Desde hacía tres años integraba el equipo de guardia de emergencias del Hospital de San Pedro, un edificio viejo y venido a menos, olvidado de la conciencia de quienes debían encargarse de él, funcionando gracias a la buena predisposición de aquellos que llevan la vocación como estandarte de vida. Nadie entendía bien cómo se podían conseguir tan buenos resultados con tan pocos recursos. Indudablemente, la riqueza humana de aquellos que trabajaban diariamente, cubría los innumerables déficits por parte del estado y el Hospital seguía funcionando  pese a las carencias presupuestarias. Además, Julia era portadora de una extrema sensibilidad, pocas veces vista en quienes el peso de la muerte es una constante diaria que se debe soportar. “Estos son trabajos muy duros para las mentes débiles”, repetía insistente el muy querido por ella Dr. Alaos, su antiguo profesor de residentes. “Si no te encuentras en la vereda de enfrente te llevará por delante la desesperación de la impotencia Julia”, le decía cada vez que la encontraba acariciando la mano de quien ya había agotado las ilusiones de vida.

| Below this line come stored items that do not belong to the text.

Issue #1414, opened 2026-06-12
Shared config_dir token-refresh race: concurrent sessions on one account can 401 mid-turn (forked refresh chain)


asheshgoplani:
Fleet-supervision finding (2026-06-12): two sessions sharing one Claude config-dir (a single profile's `<config-dir>`) — one 401'd MID-TURN ('socket connection closed', 'Please run /login') while the other kept working on the same account. Same signature as a prior incident on another profile. Suspected: concurrent processes racing the single-use rotating refresh token → one holds a rotated-out token → forked chain.

Context: #1384 fixed the nested-scratch CHAIN (wrong canonical); this is the remaining same-canonical CONCURRENCY race — the durable-fix list from the 401 investigation had 'serialize token refresh per config-dir' as recommendation #2 (Claude Code has a realpath()-keyed refresh lock that the symlink-collapse enables, but mid-turn 401s persist → either the lock doesn't cover all refresh paths or in-memory tokens age out and the retry path doesn't re-read). Need: investigation + per-config-dir refresh serialization (or token re-read-on-401 before surfacing /login).

asheshgoplani:
@C-4695243937.new

asheshgoplani:
Status (v1.9.61): partially addressed, keeping open.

No logró dormirse a pesar de su esfuerzo por hacerlo. Con  los ojos cerrados comenzó a bucear por las escasas imágenes que creía recordar de lo soñado. Una ruta interminable, oscuridad, viento, frío y una llovizna persistente que la estremecía aún despierta. La exigencia de su mente por volver a ver las escenas oníricas vividas la llevaron a un estado de cansancio que la sumergió nuevamente en el sueño. Sentía esa extraña sensación de que el sueño no era sueño y detrás de las sombras que cubrían lo indescifrable pensó que, nuevamente el nivel alto de stress le estaba jugando una mala pasada.
El día transcurrió como siempre. Comenzó su guardia puntual a las siete de la mañana. Un aluvión de pacientes  recorría el hospital  con los lamentos de accidentados y familiares, el llanto de algún bebé enfermo, el taconeo de decenas de pies apurados por llegar a tal o cual lugar y el altavoz que informaba sobre la necesidad de algún profesional en determinado sector.
Hacia las diez de la noche  una ambulancia, con desesperada sirena de emergencia, avisó su entrada y la complejidad del caso. En su interior, un hombre joven le peleaba a la muerte sólo con los latidos de su corazón.
Julia se acercó al pasillo de la guardia por donde se reciben a los traumatizados pacientes y al ver al hombre sintió la extraña sensación de conocerlo. Depositado sobre una camilla observó sus signos vitales. El pulso acelerado manifestaba la contusión y varias heridas en su cuerpo inerte manchaban con la sangre ya seca la blanca piel. Los ojos cerrados del hombre se habían hinchado seguramente debido a algún golpe y su rostro estaba cubierto de lodo y restos de sangre. El tiempo, temible verdugo en los accidentes, se acortaba y la precisión de determinaciones acertadas sobre los pasos a seguir era inminente. La cosa no se perfilaba demasiado buena. Inmediatamente, junto a su equipo de guardia, compensaron, dentro de lo posible, su lastimado cuerpo y luego de exhaustivos estudios descubrieron que la situación era alarmante. Un severo trauma, recibido seguramente por el golpe del accidente sufrido, había causado una grave lesión cerebral por lo que se hallaba en estado de coma.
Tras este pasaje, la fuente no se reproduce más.